Agents at Work: Phase 3 Report

On Sale

£11.99

Added to cart

Add to wishlist

A behavioural audit of how AI judgement changes under repetition, ambiguity and constraint.

Introduces the behavioural framework used to evaluate AI judgement.

Description

This report presents Phase 3 of the Agents at Work research series, examining how an AI system behaves when asked to evaluate age-related bias in recruitment language under repeated and constrained conditions.

Building on earlier phases, which examined where age-related signals appear and how they are interpreted, Phase 3 focuses on how judgement behaves when the same task is performed multiple times.

The report introduces a behavioural framework for evaluating AI systems beyond single outputs, examining patterns of stability, variation and signal response over repeated evaluation.

What This Report Does

Phase 3 examines how AI judgement behaves under:

repeated execution of the same task
ambiguous or borderline language
partial or degraded input context
variation in internal signals such as confidence and agreement

The report applies a structured behavioural audit to analyse:

run-to-run judgement stability
variation in explanations
confidence behaviour under uncertainty
consistency of cue identification
cross-model agreement
responsiveness of internal self-review signals
sensitivity to truncated input

The focus is on observable behaviour rather than individual results.
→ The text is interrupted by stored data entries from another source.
PR #6361, opened 2021-11-22
Fix preview scene objects marked dirty by migration 

arttu-peltonen:
---
### Purpose of this PR
Fixes case [1367204](https://fogbugz.unity3d.com/f/cases/1367204/).

HDRP migration system marks GameObjects dirty whenever their components (e.g. `HDAdditionalLightData`) have received new versions and have gone through migration. This lets user know that they should save the scene (presumably to avoid executing migration every single time the scene is opened). 

This workflow seems fine, but it's problematic when a prefab requiring migration is used as "Editing Environment" prefab (see [documentation](https://docs.unity3d.com/Manual/EditingInPrefabMode.html)), meaning "a prefab that is used as the background context scene in Prefab Mode". In this situation, the editing environment scene is obviously not saved, and thus it also doesn't make sense to mark it dirty.

---
### Testing status
Retraced repro steps of [1367204](https://fogbugz.unity3d.com/f/cases/1367204/). Before the fix, asterisk appeared (briefly). After the fix, the asterisk no longer appears (and verified in debugger that the gameobjects with migrated components are not marked as dirty).

### DIFF
--- a/com.unity.render-pipelines.high-definition/CHANGELOG.md
+++ b/com.unity.render-pipelines.high-definition/CHANGELOG.md
@@ -30,6 +30,7 @@ and this project adheres to [Semantic Versioning](http://semver.org/spec/v2.0.0.
 - Fixed custom shader GUI for material inspector.
 - Fixed custom pass utils Blur and Copy functions in XR.
 - Fixed the ray tracing acceleration structure build marker not being included in the ray tracing stats (case 1379383).
+- Fixed objects belonging to preview scenes being marked as dirty during migration (case 1367204).
 
 ### Changed
 - Optimizations for the physically based depth of field.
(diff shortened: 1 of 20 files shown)


TomasKiniulis (approved):
Thanks for the fix! Also took a brief look if prefab is still dirtied after an actual modification is made and marked clean when saved. Looks good.

RSlysz (commented):
Have you tested that the prefab itself is dirty (meaning when you do save all assets, the serialization of the prefab is updated ?

arttu-peltonen:
> Have you tested that the prefab itself is dirty (meaning when you do save all assets, the serialization of the prefab is updated ?

Yes, the bug prefab was made on an earlier version so it's out of date and requires re-save, after which I saw asset version was bumped. Opening and saving the prefab bypassed the issue even without the fix.

RSlysz (approved):

arttu-peltonen:
Will retarget this to master. To me seems 10.x backport is needed, but 21.2 should be easy.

What This Report Does Not Do

This report does not:

assess real-world discrimination or hiring outcomes
determine employer intent
provide compliance or legal determinations
measure model accuracy against ground truth

The analysis focuses on system behaviour under controlled conditions.

Who This Is For

This report is intended for:

researchers examining AI system behaviour
audit, risk and assurance professionals
policymakers and regulators
practitioners working with AI decision-support systems

Research Context

This report forms Phase 3 of the Agents at Work series.
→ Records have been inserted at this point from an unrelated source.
PR #6363, opened 2021-11-22
New SG integration VFX shaders where not visible in object picker

julienamsellem:
### Purpose of this PR
https://fogbugz.unity3d.com/f/cases/1379523/

https://user-images.githubusercontent.com/85612173/142900642-520327bc-a132-4f6b-a17f-0f7734918663.mp4

This bug happens because of the combination of two changes:

1. The object picker now use a new search window (it was done for texture picking to include render textures)
2. The new ShaderGraph integration creates the shader asset a bit differently leading to expected asset not being listed in the search window (it's a bug in the search window that's will be fixed by the owner team)

In the meantime I fixed the issue with a workaround.

---
### Testing status
New SG assets (with the checkbox) are now listed
image
Old SG assets is still listed
image

---
### Comments to reviewers
⚠The issue is related to subassets, so a special attention should be given to cases with single or multiple targets. Because the old SG integration did not create subasset when there was only one target.

I took this opportunity to change a few other things:
- The new SG integration assets are now listed, but they are also sorted so that they appear at the top
- The texture picker now provides a dedicated tab for `TextureXD` and another one for `Render Texture`


VitaSkruibyte (approved):
Looking good! Couldn't find any outstanding issues :) Maybe one minor nitpicky note - our Shader Graphs no longer have proper icon in Search and Outputs (it used to display Scriptable Object icon instead of blank icon). 

Test summary:
1. With only one target (for example URP), multiple targets (URP HDRP), with Support VFX Graph checkbox checked- SGs are always shown in the search
2. Only Built- in target selected or Support VFX Graph unchecked - it is not shown in search
3. Tried hiding ShaderGraphs deeply in folder hierarchy - search found them anyway
4. Both old Shader Graph and New Shader Graph shaders are shown in Search
5. Different Outputs

PaulDemeulenaere (approved):
Looks good to me, the code review can't check the behavior but already manually verified by @VitaSkruibyte 👍 
You forgot to update the changelog (with the public reference issue https://issuetracker.unity3d.com/product/unity/issues/guid/1379523/)

PR #6365, opened 2021-11-23
Disable RadeonProDenoiser test

pigselated:
---
### Purpose of this PR
Disable unstable test. See See https://fogbugz.unity3d.com/f/cases/1383020/


KEngelstoft:
Look good, please create a new bug about this test being disabled.

pigselated:
> Look good, please create a new bug about this test being disabled.

Why? There is a bug on it being unstable is that not enough? https://fogbugz.unity3d.com/f/cases/1383020/

KEngelstoft (approved):

KEngelstoft:
We need a separate jira card or bug to track it according to our playbook, chapter 4.

pigselated:
> We need a separate jira card or bug to track it according to our playbook, chapter 4.

Should not be needed when immeditately disabling.

pigselated:
Investigated the failed builders. They are unrelated to this PR.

Phase 1 examines detection of age-related signals
Phase 2 examines interpretation of those signals
Phase 3 examines how judgement behaves under repetition and constraint

This phase establishes the behavioural perspective that underpins later evaluation work.

Why This Matters

AI systems are often trusted based on individual outputs and fluent explanations.

Phase 3 shows that these signals do not fully reflect how a system behaves over time. Reliability emerges from patterns of behaviour, not from a single result.